Questa è sceneggiatura. Non so, io dico che è regia. Ne modifica il senso. Il mio lavoro è stato di interpretarlo. Tornando alla tua domanda ho cercato di restituire il ritmo del racconto per come ho letto io i racconti di Davide. Cercavo di mettere l'accento sulle parti che erano secondo me più da valorizzare. Per esempio all'inizio del racconto a pagina 41, realizzi una vignetta unica che dà molto più spazio al testo. Io una cosa che ho dovuto correggere strada facendo è che mi sono accorto che usavo troppo le didascalie. E ho quindi introdotto il balloon. Anche per offrire una lettura più piacevole. Perché mettere solo le didascalie oltre ad avvicinarsi troppo all'illustrazione annoia anche di più. E poi si inserisce meglio graficamente. Sì. Invece nella produzione realizzavo un racconto alla volta e glielo mandavo quando era terminato.
Hai mai avuto considerazioni in merito, ti ha mai chiesto di modificare qualcosa? No, gli sono sempre piaciuti al primo colpo. Ha sempre visto la versione definitiva dei racconti. Si, ho deciso io poi di lavorarci diversamente, per esempio sul discorso didascalie. Se guardi questo racconto, “Le Crepes”, è stato uno dei primi che ho realizzato e non ci sono balloons. L'ho tenuta perché comunque mi sembrava che funzionasse. Poi man mano che ho continuato il lavoro ho modificato l'approccio. Tu lavori molto sui simboli. Per esempio guardando pagina 72 e 73, ci sono una serie di disegni fortemente iconici. Per esempio le silhouette in alto a pagina 72. O il bambino che sta iniziando a nuotare. Che ricerca fai su questi elementi? Mi piace molto la sintesi. Hanno un gusto molto grafico questi simboli. Volendo sintetizzare molto il tratto, ho cercato di dare il “massimo con il minimo”. Fai qualche tipo di ricerca o ti vengono spontaneamente queste scelte? Di solito, spontaneamente. È qualcosa che hai accumulato nel tempo. Si, è un gusto che ho. Però per esempio il piatto a pagina 77 da dove salta fuori? È la storia in cui rompe per sbaglio uno dei piatti della credenza. È un esempio di quel tipo di piatti che uno potrebbe conservare nella dispensa. Ma hai fatto qualche tipo di ricerca iconica o hai pescato dalla tua memoria? Beh, lì ho fatto una ricerca in internet. Anche per le credenze e le sedie. Osservo, ricerco e poi adatto a mio modo. Anche nella pagina degli insetti ho fatto la stessa cosa (pagine 80-81). Davide li cita con il nome scientifico e sono andato a cercarli. Ci sono poi dei giochi visivi. Per esempio le labbra del bambino che saranno poi quelle che mangiano gli insetti.

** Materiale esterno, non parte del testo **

PR #2526, opened 2026-08-06
cuda.core: capture complete Buffer deallocation recipe at creation

### LINKED ISSUE #2497: [BUG]: Buffer cleanup must capture a complete deallocation recipe at creation
## Summary

Buffer / device-pointer destruction can run with no suitable CUDA context current on the destroying thread. The free then fails (or was historically treated as success for `CUDA_ERROR_INVALID_CONTEXT`), leaking memory. This shows up especially for graph-retained buffers (deferred cleanup) and can also arise when the last reference is dropped off the allocating thread (e.g. cyclic GC under free-threading).

The fix is to **capture a complete cleanup recipe at Buffer allocation / binding time**, so teardown does not depend on ambient thread state for context.

## Problem

Owning `Buffer`s eventually call into the driver to free (pool / `cuMemFreeAsync`, MR `deallocate`, etc.). That call needs:

1. A **stream** that defines free ordering (for stream-ordered paths), and
2. A **context** that makes the driver call legal when destruction runs.

Destruction is not guaranteed to run on the allocating thread with that context still current:

- Graph attachments are released via deferred cleanup (CUDA user-object dtor cannot call CUDA; work is drained later via pending call / another thread).
- Ordinary last-ref / GC teardown can run on whichever thread drops the last reference.

Today, some owning paths store a deallocation `StreamHandle`, but default-stream **tokens** (`CU_STREAM_LEGACY` / `CU_STREAM_PER_THREAD`) are not real streams: their meaning depends on ambient state when the driver call runs. Separately, some adoption paths never record a stream at all and fall back to `default_stream()` only at destructor time (see `Buffer.from_handle` with `mr=`).

A `StreamHandle` already embeds an owning `ContextHandle` for created streams (resource-handles model). The cleanup recipe should be that handle (stream + context), not a side channel.

## Proposed direction

At allocation / binding, record a **complete** deallocation recipe: a `StreamHandle` that carries the context needed to replay the free. At free time: make that context current if needed, free on that stream, restore the prior binding.

Concrete work includes:

- Ensure every owning Buffer path captures the recipe when the Buffer is created (pool allocate, async alloc, IPC import, MR-backed adoption, etc.).
- Add missing `stream=` (keyword-only) where adoption APIs take ownership of stream-ordered teardown — notably `Buffer.from_handle` / `ManagedBuffer.from_handle` when `mr=` is set — so the destructor is not the first place a stream is chosen.
- Bind context into default-stream tokens at capture when forming the stored `StreamHandle` (legacy and PTDS tokens both need a definite context for the free call to be legal).
- Fail loudly on cleanup errors; do not treat `CUDA_ERROR_INVALID_CONTEXT` as successful deallocation.

## Per-Thread Default Stream (PTDS) policy

`CU_STREAM_PER_THREAD` is local to **both** the host thread and the context. There is no public API to promote the PTDS token to a transferable real `CUstream` (driver-internal PTDS streams are not given public handles). Therefore, when PTDS is used for destruction ordering it is impossible to capture a complete deallocation recipe. Deallocations running on a separate thread will be ordered relative to that thread's default stream rather than the default stream that was active at allocation time.

**Decision:** keep the PTDS token in the captured recipe (token + bound context). cuda.core will restore the context and pass `CU_STREAM_PER_THREAD` at free time. **Applications are responsible for ordering** if they use PTDS together with:

- free-threading / off-thread last-ref or GC destruction, or
- graph-retained buffers (deferred cleanup is not the allocating thread).

Same-thread PTDS alloc/use/free remains coherent.

**Optional UX:** detect when a Buffer whose deallocation stream is PTDS is attached to a graph, and emit a warning that deferred release will not preserve the allocating thread's PTDS ordering. (Warning only — consistent with accepting the risk. Free-threading GC has the same hazard without graphs and should be called out in docs even if we only warn on graph attach.)

Related: bare default-stream **query** caching is #2485 / #2490 (ambient token semantics for `.context` / `.device`). Complementary; does not by itself fix captured free-ordering.

## Non-goals

- Choosing the free stream only in the destructor via `default_stream()` when ownership was taken earlier.
- Replacing PTDS with a newly created stream at capture, or forbidding PTDS at Buffer creation (rejected; see policy above).
- A public "promote PTDS to real stream" API (does not exist).

## Related

- #2485 / #2490 — default-stream tokens must not sticky-cache context on the singleton.
- #2001 (closed) — explicit `stream=` on allocate/deallocate paths; adoption / `from_handle` still incomplete for recorded teardown.
- #1989 — `from_handle` / lifetime consistency more broadly.

## Acceptance sketch

- Owning Buffer creation always records a complete cleanup recipe (`StreamHandle` with embedded context for the free).
- `from_handle(..., mr=...)` (and managed counterpart) accept `stream=` and store it for teardown; no destructor-only default-stream fallback for that path.
- Deferred / no-current-context destruction can activate the bound context and free.
- PTDS + cross-thread / graph deferred free is documented as app-ordered; optional warning on graph attach of PTDS-backed buffers.

Andy-Jost:
## Summary

Closes #2497. Supersedes the approach in draft #2455.

Buffer / device-pointer destruction can run with no suitable CUDA context current (deferred graph cleanup, off-thread GC). Owning paths now capture a complete free-ordering recipe at allocation or binding time — a `StreamHandle` with a bound context for default-stream tokens — and activate that context at teardown instead of relying on ambient thread state.

## Changes

- Introduce an internal `DeallocationStream` (stream handle + optional PTDS host-thread id) and bind context into default-stream tokens when recording free ordering.
- Activate the bound context around device-pointer teardown; report cleanup failures instead of silently skipping frees.
- Add keyword-only `stream=` on `Buffer.from_handle` / `ManagedBuffer.from_handle` when `mr=` owns the pointer, so the destructor is not the first place a stream is chosen.
- Stop treating `CUDA_ERROR_INVALID_CONTEXT` as success in `_MemPool.deallocate`, and let explicit `mr.deallocate()` raise; destruction still contains errors in the MR dealloc callback.
- Document PTDS deallocation ordering on the relevant `stream` parameters and note the fix in the 1.2.0 release notes.

PTDS remains app-ordered for cross-thread / deferred free (no attach-time warning): graph kernel-arg retention cannot be detected completely without traversing argument objects, and an incomplete warning would fire on correct single-threaded PTDS usage.

## Related

- #2497
- #2455 (earlier draft; different design)
- #2485 / #2490 (default-stream token query caching; complementary)


cuda_core/cuda/core/_memory/_buffer.pyx
```diff
@@ -74,6 +75,21 @@ cdef void _mr_dealloc_callback(
...
 
 
+cdef inline void _require_deallocation_stream_context(Stream s) except *:
+    """Default-stream tokens need a current context to pin into the free recipe."""
+    cdef ContextHandle h_ctx
+    if get_stream_context(s._h_stream):
+        return
+    h_ctx = get_current_context()
+    if h_ctx:
+        return
```
juenglin: I don't understand this. Did you mean to set `s._h_stream` as a side-effect here or return a context?

juenglin:
A few gaps in the new test coverage and some refactoring opportunities:

**Missing coverage**

1. `test_from_handle_mr_records_default_stream` and `test_from_handle_mr_records_explicit_stream`
   are `Buffer`-only. The same code path runs for `ManagedBuffer.from_handle` (it delegates to
   `Buffer._init`), but if it ever regressed the tests would not catch it. Suggest parametrizing
   both with `[Buffer, ManagedBuffer]`.

2. Similarly, `test_from_handle_stream_requires_mr` only tests `Buffer`. The `stream requires a
   memory resource` guard applies equally to `ManagedBuffer.from_handle` and should be covered.

3. The `_require_deallocation_stream_context` guard is also invoked inside `Buffer_close` when a
   `stream` argument is passed. There is no test that calls `buf.close(stream=default_stream())`
   with no context current and asserts the `RuntimeError`. The equivalent test for `from_handle`
   (`test_from_handle_mr_default_stream_requires_context`) exists but the `close()` path does not.

**Refactoring**

Five near-identical inline `MemoryResource` subclasses (`StrictCapturingMR`, `CapturingMR`,
`NoopMR`) are defined across the deallocation-stream tests. Suggest extracting two module-level
helpers:
- `_make_capturing_mr(device)` → returns `(mr, captured)` where `captured["stream"]` is set on
  each `deallocate` call.
- `_make_noop_mr(device)` → returns a device-only MR with a no-op `deallocate`.

Also, `Stream_accept` and `default_stream` are re-imported locally inside several test functions.
These should be module-level imports. Two of the new tests (`test_buffer_close_default_stream_requires_context`
and `test_managed_buffer_from_handle_mr_records_default_stream`) call `default_stream()` without
importing it at all — latent `NameError`s if those lines are reached.

juenglin (approved):

cuda_core/cuda/core/_memory/_buffer.pyx
Andy-Jost: This is anticipating an error that could occur later in `make_deallocation_stream`: when no context is active, we should raise an error. I think the cleanest fix is to remove this function entirely, relying on a return value of `CUDA_ERROR_INVALID_CONTEXT` from the aforementioned function.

Fai un lavoro di concettualizzazione, quindi? Diciamo che mi piace molto giocare. Non sempre sono cose indispensabili alla narrazione. Lo faccio perché sono stimolanti per me.
L'approccio visivo è molto diverso da quello di Pandemonio. Sì, è molto più pop, più pulito, meno “Burns”.
Ti rappresenta di più, oggi? No, diciamo che è una sintesi di quello che mi interessava tre anni fa, quando ho iniziato a realizzarlo. È stato l'ultimo pubblicato ma nel mezzo ho realizzato L'Eredità. Victor aveva subito una battuta d'arresto perché non trovavamo un editore interessato. Nel frattempo sono andato avanti con l'altro progetto e finito quello si è sbloccato anche Tutte le ossessioni di Victor.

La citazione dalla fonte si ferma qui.